- Born: Lady Marina Charlotte Alexandra Katharine Helen Windsor 30 September 1992 (age 33) Cambridge, England
- Education: St Mary's School Ascot University of Edinburgh
- Occupation: Philanthropist
- Spouse: Nico Macauley ​(m. 2026)​
- Parents: George Windsor, Earl of St Andrews (father); Sylvana Tomaselli (mother);
- Family: House of Windsor

= Lady Marina Windsor =

British noblewoman

Lady Marina Charlotte Alexandra Katharine Helen Macauley (née Windsor; born 30 September 1992) is a British philanthropic executive and relative of the British royal family. Although she is a great-great-granddaughter of King George V, and a second cousin once removed of King Charles III, she was removed from the line of succession to the British throne in 2008 after being confirmed into the Roman Catholic Church. She works as a philanthropic executive at The Big Give.

== Early life, family, and education ==
Lady Marina Charlotte Alexandra Katharine Helen Windsor was born on 30 September 1992 at the Rosie Hospital in Cambridge, Cambridgeshire, the second child of George Windsor, Earl of St Andrews, a diplomat and member of the House of Windsor, and Sylvana Tomaselli, a Canadian historian and member of the Austrian-Italian Tomaselli family. Her older brother is Edward Windsor, Lord Downpatrick, and her younger sister is Lady Amelia Windsor. She is a paternal granddaughter of Prince Edward, Duke of Kent, who is a first cousin of Elizabeth II, and Katharine, Duchess of Kent, the only daughter of Sir William Worsley, 4th Baronet. Windsor is named after her great-grandmother Princess Marina of Greece and Denmark.
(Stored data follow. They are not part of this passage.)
PR #155, opened 2016-05-28
Fix versioneer prefix format

armish:
The `cfg` syntax is tricky to get right :\ This should fix the versioneer for you.

---
This change is [Reviewable](https://reviewable.io/reviews/hammerlab/varcode/155)


iskandr:
Lgtm, merging

Issue #156, opened 2016-06-03
Memory leak due to excessive memoization


iskandr:
See: https://github.com/hammerlab/pyensembl/issues/150

iskandr:
I let Varcode run up about 1gb of memory doing effect prediction and then checked out the most allocated objects with [objgraph](https://www.huyng.com/posts/python-performance-analysis).

```
list                       853298
weakproxy                  360369
_Link                      360369
tuple                      313762
dict                       300230
OrderedDict                90092
Exon                       46690
Variant                    45124
function                   26384
Transcript                 14879
```

iskandr:
We get a slightly different summary from [pympler](https://pythonhosted.org/Pympler/muppy.html) but in either case I'm not sure how these objects can add up to >1gb. 

```
                             <class 'dict |      300318 |    126.16 MB
          <class 'collections.OrderedDict |       90092 |    112.04 MB
                              <class 'str |      748295 |     87.50 MB
                             <class 'list |      853389 |     82.99 MB
                        <class 'weakproxy |      360369 |     27.49 MB
                <class 'collections._Link |      360369 |     24.74 MB
                            <class 'tuple |      309318 |     24.59 MB
          <class 'varcode.variant.Variant |       45124 |      7.92 MB
                              <class 'int |      264699 |      7.09 MB
                             <class 'code |       24390 |      3.35 MB
                            <class 'float |      135719 |      3.11 MB
                             <class 'type |        2917 |      2.94 MB
              <class 'pyensembl.exon.Exon |       46690 |      2.49 MB
                              <class 'set |        2269 |    979.34 KB
  <class 'pyensembl.transcript.Transcript |       14879 |    813.70 KB
```

timodonnell:
Random thought... might consider a caching/memoization library with support for expiration like joblib http://pythonhosted.org/joblib/

hammer:
If we are going to do surgery here I'd rather see us push more logic down to the database rather than making our application-layer logic ever more arcane.

iskandr:
@hammer So far I'm focusing on lifting memoization where it's not needed, so hopefully making the code less rather than more arcane. Eager to hear suggestions about which parts might be easily pushed into the database.

iskandr:
@timodonnell It looks like the joblib memoization is specifically for writing results out to disk.

iskandr:
Old PR fixed this as much as I think is worth any effort: https://github.com/openvax/varcode/pull/157

PR #157, opened 2016-06-03
Don't memoize so much

iskandr:
Working on fixing https://github.com/hammerlab/varcode/issues/156, this doesn't clean up everything but it's a start.

---
This change is [Reviewable](https://reviewable.io/reviews/hammerlab/varcode/157)

### DIFF
--- a/varcode/vcf.py
+++ b/varcode/vcf.py
@@ -22,7 +22,7 @@ from six.moves import urllib
 
 import pandas
 from typechecks import require_string
-import vcf
+import vcf as pyvcf
 
 from .reference import infer_genome
 from .variant import Variant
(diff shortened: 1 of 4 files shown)


varcode/vcf.py
```diff
@@ -12,19 +12,17 @@
...
 import zlib
-import collections
+from collections import OrderedDict
 
 from six.moves import urllib
 
 import pandas
 from typechecks import require_string
-import vcf  # PyVCF
+import vcf
```
timodonnell: why drop this comment? it's kinda confusing otherwise i think

varcode/vcf.py
```diff
@@ -12,19 +12,17 @@
 # See the License for the specific language governing permissions and
 # limitations under the License.
 
-# required so that 'import vcf' gets the global PyVCF package,
-# rather than our local vcf module
-from __future__ import absolute_import
```
timodonnell: why drop this comment?

iskandr: Since every module now has `absolute_import` so it's weird to explain why we're doing it in this case.

varcode/vcf.py
iskandr: Yeah, agreed, I'll add it back.

iskandr:
@timodonnell: OK to merge?

timodonnell:
yup LGTM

Windsor was christened on 21 January 1993 in a Church of England ceremony by William Booth, the sub-dean of the Chapel Royal at St James's Palace. Her godparents are Lady Ralph Kerr, Katherine Ruth Panter, William Hanbury-Tenison, and Sasha Poklewski-Koziell.

Windsor attended St Mary's School, Ascot, a Roman Catholic boarding school for girls. She served as deputy head girl at St Mary's. She went on to study French and Portuguese languages at the University of Edinburgh, where she was active in dramatic societies and wrote for the student publication Y-Magazine.

=== Succession rights ===
Until 2008, Windsor was 25th in the line of succession to the British throne. She forfeited her place in the line of succession, under the Act of Settlement 1701, along with her older brother, after being confirmed in the Catholic Church of her mother and paternal grandmother.

== Career ==
In 2010, Windsor modelled for Hardy Amies in Tatler alongside her siblings. She later expressed interest in working in foreign diplomacy and not a modelling career. She has worked on the New Generation festival in Florence. After completing school, she worked for a number of charities including Veterans Aid, Beat Routes Charity, Eco-nnect, and The Big Give, working at the latter as a philanthropic executive.

== Personal life ==
She attended the wedding of her third cousin Prince William, Duke of Cambridge to Catherine Middleton in 2011.

In May 2012, Windsor travelled to Thailand, where she trained in Muay Thai boxing.

She announced her engagement to Nico Macauley, an account executive, on 8 June 2025. Macauley is a great-grandson of William Berry, 1st Viscount Camrose, and a maternal first cousin of the actor Joshua Sasse. The couple were married on 17 June 2026 in a Roman Catholic ceremony at Ampleforth Abbey Church.. They held a further wedding celebration on 20 June at All Saints' Church, Hovingham. For this service, she wore a Larissa Von Planta design and a tiara passed down by Queen Mary to her great-grandmother, Princess Marina.